[Materials provided]
PR #337, opened 2020-12-04
Version binding for numpy

dkfellows:
From https://numpy.org/devdocs/release/1.20.0-notes.html

> support for Python 3.6 has been dropped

[What you should do] Word for word, restate every record in the listing.

[Answer section]
PR #337, opened 2020-12-04
Version binding for numpy

dkfellows:
From https://numpy.org/devdocs/release/1.20.0-notes.html

> support for Python 3.6 has been dropped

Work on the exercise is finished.